#### RAW DATA
PR #134, opened 2025-11-12
Fix Theatre naming collision with containers

### LINKED ISSUE #131: [Bug] Sheet object naming collisions in containers

akre54:
image

Fixes crash where conflicting names lead to a crash. We should now be able to copy containers with no issues.

Closes #131

### DIFF
--- a/noodles-editor/src/noodles/__tests__/theatre-bindings-integration.test.tsx
+++ b/noodles-editor/src/noodles/__tests__/theatre-bindings-integration.test.tsx
@@ -334,4 +334,84 @@ describe('Theatre bindings integration', () => {
       cleanup()
     }
   })
+
+  it('should handle naming collisions for operators with same base name at different hierarchy levels', () => {
+    // This test verifies the fix for issue #131
+    // Operators with the same base name at different levels should not collide
+    const nodes = [
+      {
+        id: '/number',
+        type: 'NumberOp',
+        position: { x: 0, y: 0 },
+        data: { inputs: { value: 2 } },
+      },
+      {
+        id: '/container',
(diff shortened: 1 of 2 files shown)


chrisgervang (approved):
Nice, simple fix!

chrisgervang:
> We should now be able to copy containers with no issues.

Yeah, theatre paths were the last part of _copying_ that seemed broken. I think pasting is another story though and could still have issues until the state systems between react-flow and ops are unified. I'll test pasting out today

PR #137, opened 2025-11-12
Make ContainerOp children count reactive

akre54:
Previously the counter showing the number of children didn't update when a user creates ops inside of a container

This was a regression. It initially worked.

After:
Screenshot 2025-11-12 at 1 56 40 PM


noodles-editor/src/noodles/components/op-components.tsx
```diff
@@ -1120,8 +1119,13 @@ function ContainerOpComponent({
   }
 
   const setCurrentContainerId = useNestingStore(state => state.setCurrentContainerId)
-  const nodes = useNodes()
```
chrisgervang: Odd regression considering this is a reactive hook (was looking at their [docs](https://reactflow.dev/api-reference/hooks/use-nodes), since other hooks of theirs aren't reactive.)

Are nested nodes in react-flow, but hidden? Or maybe it changes, but not when the container is mounted?

PR #140, opened 2025-11-12
[fix] shouldn't undo graph changes when timeline is active

chrisgervang:
Runbook:
- open a project
- add a node
- open timeline and add a keyframe
- move the keyframe
- ctrl+z

It should only undo the keyframe move. The added node shouldn't be undone.

---

Modified noodles-editor/src/noodles/components/UndoRedoHandler.tsx:38-88 to add context-aware undo/redo handling:

The Fix:
  - Added detection for when Theatre.js timeline is focused by checking if the event target is within Theatre.js shadow DOM (#theatrejs-studio-root)
  - When Theatre.js is focused, the keyboard handler now skips graph undo/redo operations and lets Theatre.js handle its own undo/redo
  - The check uses composedPath() to detect events originating from within the shadow DOM

How it works:
  1. When Cmd+Z or Cmd+Shift+Z is pressed, the handler first checks if Theatre.js has focus
  2. If Theatre.js is focused (user is working in the timeline), the graph undo/redo is skipped
  3. If Theatre.js is NOT focused (user is working in the graph), the graph undo/redo proceeds normally

This ensures that when you're working on keyframes in the Theatre.js timeline, only the timeline changes are undone/redone, and the flow graph remains unchanged. When working on the graph itself, only graph changes are affected.

### DIFF
--- a/noodles-editor/src/noodles/components/UndoRedoHandler.tsx
+++ b/noodles-editor/src/noodles/components/UndoRedoHandler.tsx
@@ -36,6 +36,39 @@ export const UndoRedoHandler = forwardRef<UndoRedoHandlerRef>((_, ref) => {
   // Add keyboard shortcuts
   useEffect(() => {
     const handleKeyDown = (e: KeyboardEvent) => {
+      // Check if Theatre.js timeline is focused
+      // Theatre.js uses a shadow DOM with id 'theatrejs-studio-root'
+      // If the event target or active element is within Theatre's shadow DOM,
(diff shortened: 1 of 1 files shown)


akre54:
Yeah cool by me but maybe it's more about stopping propagation / bubbling from `theatreRoot`?

chrisgervang:
Yeah good idea, I'll look to see if there's a more wholistic way to implement this. We don't want any cross talk between theatre and our UI.. copy/paste/undo/redo and even spacebar (which is what my other PR is about).

PR #142, opened 2025-11-14
[feat] Add second and millisecond precision to DateFieldComponent

chrisgervang:
Screenshot 2025-11-14 at 2 50 35 PM

### DIFF
--- a/noodles-editor/src/noodles/__migrations__/008-rename-date-to-datetime.test.ts
+++ b/noodles-editor/src/noodles/__migrations__/008-rename-date-to-datetime.test.ts
@@ -1,0 +1,247 @@
+import { describe, expect, it } from 'vitest'
+import type { NoodlesProjectJSON } from '../utils/serialization'
+import { down, up } from './008-rename-date-to-datetime'
+
+const createProjectWithDateOp = (): NoodlesProjectJSON => ({
+  version: 7,
+  nodes: [
+    {
+      id: '/date-1',
+      type: 'DateOp',
+      position: { x: 100, y: 100 },
+      data: {
+        inputs: {
+          date: '2024-01-01T00:00:00',
+        },
+      },
+    },
+  ],
+  edges: [],
+  viewport: { x: 0, y: 0, zoom: 1 },
+  timeline: {},
+})
+
+const createProjectWithDateTimeOp = (): NoodlesProjectJSON => ({
+  version: 8,
+  nodes: [
+    {
+      id: '/date-1',
+      type: 'DateTimeOp',
+      position: { x: 100, y: 100 },
+      data: {
+        inputs: {
+          date: '2024-01-01T00:00:00',
+        },
+      },
+    },
+  ],
+  edges: [],
+  viewport: { x: 0, y: 0, zoom: 1 },
+  timeline: {},
+})
+
+const createProjectWithMultipleOps = (): NoodlesProjectJSON => ({
+  version: 7,
+  nodes: [
+    {
+      id: '/date-1',
+      type: 'DateOp',
+      position: { x: 100, y: 100 },
+      data: {
+        inputs: {
+          date: '2024-01-01T00:00:00',
+        },
+      },
+    },
+    {
+      id: '/number-1',
+      type: 'NumberOp',
+      position: { x: 200, y: 200 },
+      data: {
+        inputs: {
+          value: 42,
+        },
+      },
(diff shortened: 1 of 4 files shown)


akre54:
Could we make this a different field / fieldComponent / op? This feels like it's overloading the operator a bunch...

chrisgervang:
I don't see this as an overload - it's just adding precision, which is natively supported by the built-in UI and Temporal.. what's overloaded?

Prior to this change it looks like this: 
Screenshot 2025-11-14 at 3 20 22 PM


It's common for someone using date times to need this level of precision - minutes aren't precise enough.

chrisgervang:
What additional set of ops are you imagining?

We haven't incorporated timezone.. we could make an op for any number of the 4 Temporal types (Instant, PlainDate, PlainDateTime, ZonedDateTime)

akre54:
Yes those were along the lines of what I was thinking. There start to be *a lot* of combinatorics around potential extra features you might want to add (timezones, dates vs datetime, and sub-seconds specifically), while we'd want to allow downstream operators to work with them all.

I hear you that it's not a big deal to add *one small* feature, but it's a really slippery slope and makes the Date op less useful for the folks who *don't* need micro-seconds. The way that forcing everything to use DateTime, or ZonedDateTime isn't useful to those who just need a date.

I'd rather have separate ops / fields for these various types, and then either a Generic date data field type, a Superset field type, or add some sort of Union Field support for these cases

chrisgervang:
Yeah I think that's the right design too. I do think that if you're using a DateTime, then the time precision is necessary. Sounds like the "Date" op should be renamed to "DateTime" and then we can add new ops for each use case. I think that's better done in a follow up - for now, this adds the full date-time support I'd expect when working with ISO8601-like timestamps

noodles-editor/src/noodles/fields.ts
```diff
@@ -522,7 +522,15 @@ export class BooleanField extends Field<z.ZodBoolean> {
   }
 }
 
-export class DateField extends Field<z.ZodUnion<[z.ZodDate, z.ZodISODateTime]>> {
+export class DateField extends Field<
```
akre54: Is this now a catch-all?

chrisgervang: As written, I meant to rename it to `DateTime` since the field outputs a `PlainDateTime`.

It's easy to make a catch-all for the inputs. It outputs only one type and can have a pure transform.

Seems like we could either have a field for each (TimeField, DateField, DateTimeField, and ZonedDateTimeField), or maybe we could have a field that outputs the full type, a ZonedDateTime, and uses a transform to convert it to a subset type. We'd need to make sure the up and down conversation pass through with tests

chrisgervang: The four value types could serialize differently too. A combined field type would need to coerce the value into a zoned date time string in the project file.

I'm wondering how the filed component would reconfigure itself for each picker? The Point2D or Color field's transform are the same input for either transform, but that's not the case for the 4 types of date/times

It might be cleaner to just have 4 field types, and implement the fields to accept any input.

Is there an important reason to have one field instead, or are the types fundamentally different and so they should each have their own field?

chrisgervang:
Going to merge this for now to unblock project that need the precision, but we've also discussed ideas for specs to move forward with. 

Our ideal would be to have a single field (i.e. a TemporalField, currently called DateField) that can take any input, and be able to customize it's output schema for each op that uses it.

We could, say, the have an option for changing it's temporal type and precision in UI.

```
"[type]-[precision]"
```

Where types are:

- date: Temporal.PlainDate
- time: Temporal.Instant
- datetime: Temporal.PlainDateTime
- zoned-datetime: Temporal.ZonedDateTime

And precision defines the level of granularity offered in the UI:
- y: year
- m: month
- d: day
- h: hour
- s: second
- ms: millisecond

For example, `new TemporalField({ precision: 'date-d' })` would map do Temporal.PlainDate with day precision (year, month, day).

Only combinations that make sense for a given type would be allowed (i.e. `date-d` is allowed but `date-s` isn't since the underlying type does not support seconds).

It's a lot of options, however, I think this does a good job at keeping the number of classes down and avoids risky conversions or needing to make assumptions about how to store data (i.e. if precision was `time-s` but mapped to PlainDateTime you'd need to store an arbitrary date value (jan 1, 1970?) when all you wanted was to store a time value)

#### YOUR GOAL
Among the lines of the listing, count those containing the word "base". Answer with the count alone.

#### EXERCISE SOLUTION
2